Task statement: Filter the lines below, keeping each one that holds "html".

Source information:
----

PR #1317, opened 2019-10-16
Timeout considerations

### LINKED ISSUE #1286: Low timeout bounds for inline bio enrollment of FIDO2 keys
We are looking into inline bio enrollment of FIDO2 keys during webauthn calls. Current time bound in webauthn is 15-120 seconds, which when we decided was a guess for a single touch or PIN input. Browsers have been hooked up to cancel the transaction when timeout happens. 

Many RPs don't configure the timeout, resulting in 15 seconds. Even 120 seconds is not enough given our user studies where user has to figure out which authenticator he/she wants to use, plug that in, setup PIN if not present, setup fingerprint which requires multiple samples. Last step also depends on how many samples authenticator wants. 

Want to take suggestions on what the typical timeout should be to support this case. I am thinking 180-300 seconds. 

Thoughts?

akshayku:
This fixes #1286

***
<a href="https://pr-preview.s3.amazonaws.com/w3c/webauthn/pull/1317.html" title="Last updated on Oct 18, 2019, 3:56 AM UTC (ea3419c)">Preview</a> | <a href="https://pr-preview.s3.amazonaws.com/w3c/webauthn/1317/36fe4ed...ea3419c.html" title="Last updated on Oct 18, 2019, 3:56 AM UTC (ea3419c)">Diff</a>

### DIFF
--- a/index.bs
+++ b/index.bs
@@ -1388,8 +1388,17 @@ When this method is invoked, the user agent MUST execute the following algorithm
     |lifetimeTimer| to this adjusted value. If the {{PublicKeyCredentialCreationOptions/timeout}} member of |options| is [=present|not
     present=], then set |lifetimeTimer| to a [=client=]-specific default.
 
-        Note: A suggested reasonable range for the {{PublicKeyCredentialCreationOptions/timeout}} member of |options| is
-        15 seconds to 120 seconds.
+      * Recommended ranges for the {{PublicKeyCredentialCreationOptions/timeout}} member of |options| are as follows.
+          If <code>|options|.{{PublicKeyCredentialCreationOptions/authenticatorSelection}}.{{AuthenticatorSelectionCriteria/userVerification}}</code>
+            <dl class="switch">
+                :   is set to {{UserVerificationRequirement/discouraged}}
+                ::  Recommended range: 30 seconds to 180 seconds.
+                ::  Default recommended value for user agents if {{PublicKeyCredentialCreationOptions/timeout}} is not specified: 120 seconds.
+
+                :   is set to {{UserVerificationRequirement/required}} or {{UserVerificationRequirement/preferred}}
+                ::  Recommended range: 30 seconds to 600 seconds.
+                ::  Default recommended value for user agents if {{PublicKeyCredentialCreationOptions/timeout}} is not specified: 300 seconds.
+            </dl>
 
         Note: The user agent should take cognitive guidelines into considerations regarding timeout for users with special needs.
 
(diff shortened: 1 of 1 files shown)


agl:
From the call of 2019-10-16: J. C. notes that that this could use a web-platform test. (@nsatragno.)

index.bs
```diff
@@ -1388,8 +1388,17 @@ When this method is invoked, the user agent MUST execute the following algorithm
     |lifetimeTimer| to this adjusted value. If the {{PublicKeyCredentialCreationOptions/timeout}} member of |options| is [=present|not
     present=], then set |lifetimeTimer| to a [=client=]-specific default.
 
-        Note: A suggested reasonable range for the {{PublicKeyCredentialCreationOptions/timeout}} member of |options| is
-        15 seconds to 120 seconds.
+      * Recommended ranges for the {{PublicKeyCredentialCreationOptions/timeout}} member of |options| are as follows.
```
agl: I don't think this needs a lone bullet point? Just a paragraph would seem ok.

(Here and below.)

agl:
LGTM. Pending chromium change to reflect this in https://chromium-review.googlesource.com/c/chromium/src/+/1865755

index.bs
equalsJeffH: agree w/@agl

equalsJeffH:
one thought I just had when looking at examples 1, 3, & 4 is that `|options|` timeout member's value's units is milliseconds, and the guidance we are giving in the new spec text herein is in seconds.  I wonder whether we ought to note that within these new recommendations somehow.

index.bs
emlun: Maybe?

```suggestion
      * Recommended ranges and defaults for the {{PublicKeyCredentialCreationOptions/timeout}} member of |options| are as follows.
```

index.bs
```diff
@@ -1388,8 +1388,17 @@ When this method is invoked, the user agent MUST execute the following algorithm
...
+          If <code>|options|.{{PublicKeyCredentialCreationOptions/authenticatorSelection}}.{{AuthenticatorSelectionCriteria/userVerification}}</code>
+            <dl class="switch">
+                :   is set to {{UserVerificationRequirement/discouraged}}
+                ::  Recommended range: 30 seconds to 180 seconds.
+                ::  Default recommended value for user agents if {{PublicKeyCredentialCreationOptions/timeout}} is not specified: 120 seconds.
```
emlun: I think this could be reduced to just:
```suggestion
                ::  Recommended default value: 120 seconds.
```

index.bs
```diff
@@ -1388,8 +1388,17 @@ When this method is invoked, the user agent MUST execute the following algorithm
...
+
+                :   is set to {{UserVerificationRequirement/required}} or {{UserVerificationRequirement/preferred}}
+                ::  Recommended range: 30 seconds to 600 seconds.
+                ::  Default recommended value for user agents if {{PublicKeyCredentialCreationOptions/timeout}} is not specified: 300 seconds.
```
emlun: I think this could be reduced to just:
```suggestion
                ::  Recommended default value: 300 seconds.
```

index.bs
```diff
@@ -1814,8 +1823,17 @@ When this method is invoked, the user agent MUST execute the following algorithm
     Set a timer |lifetimeTimer| to this adjusted value. If the {{PublicKeyCredentialRequestOptions/timeout}} member of
     |options| is [=present|not present=], then set |lifetimeTimer| to a [=client=]-specific default.
 
-        Note: A suggested reasonable range for the {{PublicKeyCredentialCreationOptions/timeout}} member of |options| is
-        15 seconds to 120 seconds.
+      * Recommended ranges for the {{PublicKeyCredentialRequestOptions/timeout}} member of |options| are as follows.
```
emlun: Maybe?

```suggestion
      * Recommended ranges and defaults for the {{PublicKeyCredentialRequestOptions/timeout}} member of |options| are as follows.
```

index.bs
```diff
@@ -1814,8 +1823,17 @@ When this method is invoked, the user agent MUST execute the following algorithm
...
+          If <code>|options|.{{PublicKeyCredentialRequestOptions/userVerification}}</code>
+            <dl class="switch">
+                :   is set to {{UserVerificationRequirement/discouraged}}
+                ::  Recommended range: 30 seconds to 180 seconds.
+                ::  Default recommended value for user agents if {{PublicKeyCredentialRequestOptions/timeout}} is not specified: 120 seconds.
```
emlun: I think this could be reduced to just:
```suggestion
                ::  Recommended default value: 120 seconds.
```

index.bs
```diff
@@ -1814,8 +1823,17 @@ When this method is invoked, the user agent MUST execute the following algorithm
...
+
+                :   is set to {{UserVerificationRequirement/required}} or {{UserVerificationRequirement/preferred}}
+                ::  Recommended range: 30 seconds to 600 seconds.
+                ::  Default recommended value for user agents if {{PublicKeyCredentialRequestOptions/timeout}} is not specified: 300 seconds.
```
emlun: I think this could be reduced to just:

```suggestion
                ::  Recommended default value: 300 seconds.
```

index.bs
akshayku: Changed

akshayku:
Thanks @equalsJeffH and @emlun . Incorporated your comments and also fixing examples.

PR #1319, opened 2019-10-17
Update timeout examples to better agree with guidelines

### LINKED ISSUE #1318: update timeout values in examples (due to new timeout value recommendations) ?
examples 1, 3, 4 all give a timeout value of 1 minute (60000 ms) -- shall we update the examples to vary the timeout value per `options.authenticatorSelection.userVerification`'s setting per PR #1317 ?

emlun:
This would merge into PR #1317. Fixes #1318.

***
<a href="https://pr-preview.s3.amazonaws.com/w3c/webauthn/pull/1319.html" title="Last updated on Oct 23, 2019, 8:03 PM UTC (235385c)">Preview</a> | <a href="https://pr-preview.s3.amazonaws.com/w3c/webauthn/1319/fc62216...235385c.html" title="Last updated on Oct 23, 2019, 8:03 PM UTC (235385c)">Diff</a>


index.bs
```diff
@@ -523,7 +523,7 @@ The sample code for generating and registering a new key follows:
         }
       ],
 
-      timeout: 60000,  // 1 minute
+      timeout: 3600000,  // 6 minutes
```
akshayku: 300000, // 5 minutes

Had recommended 5 minutes as default in PR #1317

emlun: I know, but should we use the defaults as the example argument? It seems a bit strange to me since a better example of that would be to just leave the parameter out. I agree 5 minutes might be better for consistency, but I'm not sure which way to go on this...

akshayku: Actually you had 60 minutes in your example. :)
Either we leave the timeout or we add user verifcation required in above example. Both are fine with me.

emlun: > Actually you had 60 minutes in your example. :)

Oh, oops! Thanks! :smile:

Adding UV seems like a good idea.

PR #1322, opened 2019-10-17
revise draft-hodges-webauthn-registries per AD review and initiate work on rev -03

equalsJeffH:
This set of commits represent updates to draft-hodges-webauthn-registries per AD Ben Kaduk's review. the new target published revision number is -03 (the presently-published rev is -02), so this set of commits is referred to as -03a.  Target publication date for -03 is by 4-Nov-2019 (which is the Internet-Draft cut-off for IETF-106)


equalsJeffH:
I pushed another commit that fixes-up line-ending char, indentation, some section anchors.  I do not recommend trying to  review this, especially in github's diff. we ought to just merge this branch at this time, the draft-hodges-webauthn-registries{.xml,.txt,.html} files are all WIP (on rev -03) in any case. 

For review  by folks other than the editors of these files, they ought to see https://tools.ietf.org/html/draft-hodges-webauthn-registries which will be updated to -03 in due course (it is presently -02).

PR #1323, opened 2019-10-17
Create a way to reference the following figure

agl:
The fact that we have to keep the figure numbers in sync manually annoyed me. Bikeshed isn't helping out here so I don't see a way to avoid this for long-range links, but this change eliminates the need to manually maintain some of the absolute numbers by providing a way to insert the number of the following figure when the reference and figure are close by.

***
<a href="https://pr-preview.s3.amazonaws.com/w3c/webauthn/pull/1323.html" title="Last updated on Oct 29, 2019, 11:00 PM UTC (0f6d96a)">Preview</a> | <a href="https://pr-preview.s3.amazonaws.com/w3c/webauthn/1323/428bf82...0f6d96a.html" title="Last updated on Oct 29, 2019, 11:00 PM UTC (0f6d96a)">Diff</a>

PR #1324, opened 2019-10-18
Use CSS numbering for table references too

emlun:
This would merge into PR #1323.

***
<a href="https://pr-preview.s3.amazonaws.com/w3c/webauthn/pull/1324.html" title="Last updated on Oct 23, 2019, 7:36 PM UTC (847ae92)">Preview</a> | <a href="https://pr-preview.s3.amazonaws.com/w3c/webauthn/1324/3f1f35a...847ae92.html" title="Last updated on Oct 23, 2019, 7:36 PM UTC (847ae92)">Diff</a>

----

Output of the exercise:
<a href="https://pr-preview.s3.amazonaws.com/w3c/webauthn/pull/1317.html" title="Last updated on Oct 18, 2019, 3:56 AM UTC (ea3419c)">Preview</a> | <a href="https://pr-preview.s3.amazonaws.com/w3c/webauthn/1317/36fe4ed...ea3419c.html" title="Last updated on Oct 18, 2019, 3:56 AM UTC (ea3419c)">Diff</a>
<a href="https://pr-preview.s3.amazonaws.com/w3c/webauthn/pull/1319.html" title="Last updated on Oct 23, 2019, 8:03 PM UTC (235385c)">Preview</a> | <a href="https://pr-preview.s3.amazonaws.com/w3c/webauthn/1319/fc62216...235385c.html" title="Last updated on Oct 23, 2019, 8:03 PM UTC (235385c)">Diff</a>
I pushed another commit that fixes-up line-ending char, indentation, some section anchors.  I do not recommend trying to  review this, especially in github's diff. we ought to just merge this branch at this time, the draft-hodges-webauthn-registries{.xml,.txt,.html} files are all WIP (on rev -03) in any case. 
For review  by folks other than the editors of these files, they ought to see https://tools.ietf.org/html/draft-hodges-webauthn-registries which will be updated to -03 in due course (it is presently -02).
<a href="https://pr-preview.s3.amazonaws.com/w3c/webauthn/pull/1323.html" title="Last updated on Oct 29, 2019, 11:00 PM UTC (0f6d96a)">Preview</a> | <a href="https://pr-preview.s3.amazonaws.com/w3c/webauthn/1323/428bf82...0f6d96a.html" title="Last updated on Oct 29, 2019, 11:00 PM UTC (0f6d96a)">Diff</a>
<a href="https://pr-preview.s3.amazonaws.com/w3c/webauthn/pull/1324.html" title="Last updated on Oct 23, 2019, 7:36 PM UTC (847ae92)">Preview</a> | <a href="https://pr-preview.s3.amazonaws.com/w3c/webauthn/1324/3f1f35a...847ae92.html" title="Last updated on Oct 23, 2019, 7:36 PM UTC (847ae92)">Diff</a>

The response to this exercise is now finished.